→ YOUR TASK:
Give the lines again exactly as they appear, beginning at the one with "I tested this" and ending at the last line of the records.

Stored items
= = = =

PR #91, opened 2018-09-13
Update to use xxHash v0.6.5

jimhester:
This should fix the alignment errors detected by UBSAN

I tested this in a rocker/r-devel-ubsan-clang docker container, and it passed cleanly, so I believe it should fix the issue on CRANs setup as well.

The diff is a bit bigger than just the xxhash files because the API changed a bit since it was first added.

cc https://github.com/eddelbuettel/digest/pull/90#issuecomment-421076421

### DIFF
--- a/ChangeLog
+++ b/ChangeLog
@@ -1,3 +1,9 @@
+2018-09-02  Jim Hester  <james.f.hester@gmail.com>
+
+	* src/xxhash.c: Updated to use xxHash v0.6.5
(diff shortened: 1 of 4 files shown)


eddelbuettel:
Nice one!  I had planned to look for an updated version but had not gotten to it.  So thanks for this.

eddelbuettel:
Leaves `pmurhash.{c,h}` which is also you and me ...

= = = =

→ ANSWER TO THE PROBLEM:
I tested this in a rocker/r-devel-ubsan-clang docker container, and it passed cleanly, so I believe it should fix the issue on CRANs setup as well.

The diff is a bit bigger than just the xxhash files because the API changed a bit since it was first added.

cc https://github.com/eddelbuettel/digest/pull/90#issuecomment-421076421

### DIFF
--- a/ChangeLog
+++ b/ChangeLog
@@ -1,3 +1,9 @@
+2018-09-02  Jim Hester  <james.f.hester@gmail.com>
+
+	* src/xxhash.c: Updated to use xxHash v0.6.5
(diff shortened: 1 of 4 files shown)


eddelbuettel:
Nice one!  I had planned to look for an updated version but had not gotten to it.  So thanks for this.

eddelbuettel:
Leaves `pmurhash.{c,h}` which is also you and me ...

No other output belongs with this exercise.